PR #702, opened 2015-06-20
Adding vagrant environment

javaguirre:
Hi!

I've just created a simple [Vagrant](https://www.vagrantup.com/) environment to isolate the development of the project. I selected the `ubuntu\trusty64` box for It, but we should change It to the correct production server OS (I don't know which is It).

Thank you!

### DIFF
--- a/.gitignore
+++ b/.gitignore
@@ -1,3 +1,4 @@
 # Get rid of silly temp files
 *~
 backend/config.php
+.vagrant/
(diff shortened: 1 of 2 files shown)


lewisgoddard:
What version of PHP does this run with?

javaguirre:
The same as in the Elementary production server.

screenshot from 2015-06-21 16 52 35

In the vagrant machine:

screenshot from 2015-06-21 16 54 27

lewisgoddard:
I guess that's for the best. Ideally, I'd like both upgraded to 5.6, but I think that's a separate bug.

javaguirre:
I agree with you.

PROBLEM REQUIREMENTS: Please repeat each line from the one with "# Get rid of silly temp files" through the last line of the data above, and add nothing.

RESPONSE:
 # Get rid of silly temp files
 *~
 backend/config.php
+.vagrant/
(diff shortened: 1 of 2 files shown)


lewisgoddard:
What version of PHP does this run with?

javaguirre:
The same as in the Elementary production server.

screenshot from 2015-06-21 16 52 35

In the vagrant machine:

screenshot from 2015-06-21 16 54 27

lewisgoddard:
I guess that's for the best. Ideally, I'd like both upgraded to 5.6, but I think that's a separate bug.

javaguirre:
I agree with you.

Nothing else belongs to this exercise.